Set down, please, without alteration, the lines of the entries below from the first through the one containing "1. Send some messages through the platform".

Records contained in a dataset:
------------------------------------------------------------------------

PR #3823, opened 2023-07-19
Fix `GET /messages` api returns empty result if limit set over 10000

### LINKED ISSUE #3822: Datastore `GET /messages` REST API returns empty result if limit is set over 10000
**Describe the bug**
Datastore `GET /messages` REST API returns empty result if the limit parameter is set over 10000. 
10000 is the limit of Elasticsearch. 

**To Reproduce**
1. Send some messages through the platform
2. Call `GET /messages` REST API with a limit greater then 10000
3. See the response

**Expected behavior**
Messages should be returned or, if this is a limit of the platform (Elasticsearch component), then an appropriate error should be returned.

MDeLuise:
This PR introduces a check of the `limit` parameter in the `GET /messages` API. If the check fails, an appropriate error message is sent as response.

Consider a platform state with some stored messages.
Result of `GET /messages` with `limit = 10000` before the PR:
```
{
  "type": "storableListResult",
  "limitExceeded": false,
  "size": 0,
  "items": [],
  "totalCount": 0
}
```

Result of `GET /messages` with `limit = 10000` after the PR:
```
{
  "type": "illegalArgumentExceptionInfo",
  "httpErrorCode": 400,
  "message": "An illegal value was provided for the argument limit: Value over than allowed max value. Max value is 10000.",
  "kapuaErrorCode": "ILLEGAL_ARGUMENT",
  "argumentName": "limit",
  "argumentValue": "Value over than allowed max value. Max value is 10000"
}
```

**Related Issue**
This PR fixes #3822.

* Add the property `datastore.query.limit.max` which represents the maximum legal value for the `limit` parameter of the `GET /messages` API
* Check the consistency of the `limit` parameter in the `GET /messages` API

### DIFF
--- a/service/datastore/internal/src/main/java/org/eclipse/kapua/service/datastore/internal/MessageStoreServiceImpl.java
+++ b/service/datastore/internal/src/main/java/org/eclipse/kapua/service/datastore/internal/MessageStoreServiceImpl.java
@@ -67,6 +67,7 @@ public class MessageStoreServiceImpl extends KapuaConfigurableServiceBase implem
     protected PermissionFactory permissionFactory;
 
     protected static final Integer MAX_ENTRIES_ON_DELETE = DatastoreSettings.getInstance().getInt(DatastoreSettingsKey.CONFIG_MAX_ENTRIES_ON_DELETE);
+    protected static final Integer MAX_LIMIT_VALUE = DatastoreSettings.getInstance().getInt(DatastoreSettingsKey.MAX_LIMIT_VALUE);
     protected final MessageStoreFacade messageStoreFacade;
 
     /**
@@ -181,6 +182,9 @@ public class MessageStoreServiceImpl extends KapuaConfigurableServiceBase implem
     public MessageListResult query(MessageQuery query)
             throws KapuaException {
         checkDataAccess(query.getScopeId(), Actions.read);
+        if (query.getLimit() != null) {
+            ArgumentValidator.numRange(query.getLimit(), 0, MAX_LIMIT_VALUE, "limit");
+        }
         try {
             return messageStoreFacade.query(query);
         } catch (Exception e) {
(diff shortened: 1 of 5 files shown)


service/datastore/internal/src/main/resources/kapua-datastore-settings.properties
```diff
@@ -32,3 +32,7 @@ datastore.cache.metadata.local.size.maximum=1000
 
 # Datastore index prefix
 datastore.index.prefix=
+
+#
+#maximum value for limit parameter
+datastore.limit.max_value=10000
```
Coduz: I think that `datastore.query.limit.value.max` o `datastore.query.limit.max` would be better for the scope of the setting

service/datastore/internal/src/main/java/org/eclipse/kapua/service/datastore/internal/MessageStoreServiceImpl.java
```diff
@@ -166,6 +167,7 @@ public DatastoreMessage find(KapuaId scopeId, StorableId id, StorableFetchStyle
     public MessageListResult query(MessageQuery query)
             throws KapuaException {
         checkDataAccess(query.getScopeId(), Actions.read);
+        ArgumentValidator.numRange(query.getLimit(), 0, MAX_LIMIT_VALUE, "limit");
```
Coduz: Does the limit change from being nullable to be mandatory?

Coduz (changes requested):

service/datastore/internal/src/main/java/org/eclipse/kapua/service/datastore/internal/MessageStoreServiceImpl.java
MDeLuise: A request to `.../v1/_/data/messages?sortDir=DESC&offset=0` (so without the `limit` parameter) would still be ok, since the `limit` parameter has a default value of 50.

Coduz (approved):

Coduz (approved):

PR #3837, opened 2023-08-02
Refactorings/exterminate statics

### LINKED ISSUE #3266: 'static final' use should be avoided in class fields
**Describe the bug**
All the `static final` usages should be removed, since they are impacting with property overriding in tests. Factories, services and locators (which are often assigned to `static final` fields) are the same for every class, thus one will intuitively use the `static final`. However, since they are all initialised form the classloader, their initialisation might have an impact to other things, like configurations.

As an example, consider the class [UserPassCredentialsMatcher](https://github.com/eclipse/kapua/blob/develop/service/security/shiro/src/main/java/org/eclipse/kapua/service/authentication/shiro/realm/UserPassCredentialsMatcher.java). If one tries to override the property defined by the key `SystemSettingKey.DB_CONNECTION_ADDITIONAL_OPTIONS` (note that this property is not used in the `UserPassCredentialsMatcher` class), the property is not overridden because the `UserPassCredentialsMatcher` class (which is first initialised by Shiro) is first initialising all the services,. Thus the override of the property is coming too late, when the Db Connection has already been initialised by the services called in the class.

What is happening with test is that the `static` are referenced in a sort of chain, make the services being initialised before the test can set the properties that it wants to override.

**To Reproduce**
Define a test that overrides a given property (e.g. the one defined above), then try to run the test and debug it. The property will maintain its original value.

**Expected behavior**
`static final` should not be used. In such a way services are instantiated later w.r.t. properties, and properties can be correctly overridden.

**Screenshots**
_n/a_

**Version of Kapua**
1.5.0-SNAPSHOT

**Type of deployment**
[ ] Local Vagrant deployment
[ ] Docker
[x] Others (all)

**Main component affected**
[ ] REST API
[ ] Message Broker
[x] - Others (all tests)

**Additional context**
First noticed by @riccardomodanese

dseurotech:
Brief description of the PR.
Removes most static variables and manual singletons, in favour of a more pervasive Dependency Injection usage.

**Related Issue**
This PR fixes/closes [3266](https://github.com/eclipse/kapua/issues/3266)

[Exterminating Statics.pdf](https://github.com/eclipse/kapua/files/14063410/Exterminating.Statics.pdf)

* A lot of code cleanups
* Reworked the structure of data store classes (iteraction with Elastic Search)


Coduz:
IP review started! 
https://gitlab.eclipse.org/eclipsefdn/emo-team/iplab/-/issues/12906

Coduz (approved):

PR #3850, opened 2023-08-22
fix KapuaPrincipal name

riccardomodanese:
Brief description of the PR.
The name of the KapuaPrincipal is not unique now since a user can connect more than one client so potentially more than one device could be connected with the same principal

**Related Issue**
none

Name now is composed by concatenation of username and client id making it unique in the system.

**Screenshots**
none

none

### DIFF
--- a/client/security/src/main/java/org/eclipse/kapua/client/security/bean/KapuaPrincipalImpl.java
+++ b/client/security/src/main/java/org/eclipse/kapua/client/security/bean/KapuaPrincipalImpl.java
@@ -45,7 +45,7 @@ public class KapuaPrincipalImpl implements KapuaPrincipal {
      * @param authResponse
      */
     public KapuaPrincipalImpl(AuthResponse authResponse) {
-        name = authResponse.getUsername();
+        name = authResponse.getUsername() + "@" + authResponse.getClientId();
         clientId = authResponse.getClientId();
         accessTokenId = authResponse.getAccessTokenId();
         userId = KapuaEid.parseCompactId(authResponse.getUserId());
@@ -60,10 +60,11 @@ public class KapuaPrincipalImpl implements KapuaPrincipal {
      * @param accountId
      * @param clientId
      */
-    public KapuaPrincipalImpl(KapuaId accountId, String clientId) {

------------------------------------------------------------------------

* Task result *
PR #3823, opened 2023-07-19
Fix `GET /messages` api returns empty result if limit set over 10000

### LINKED ISSUE #3822: Datastore `GET /messages` REST API returns empty result if limit is set over 10000
**Describe the bug**
Datastore `GET /messages` REST API returns empty result if the limit parameter is set over 10000. 
10000 is the limit of Elasticsearch. 

**To Reproduce**
1. Send some messages through the platform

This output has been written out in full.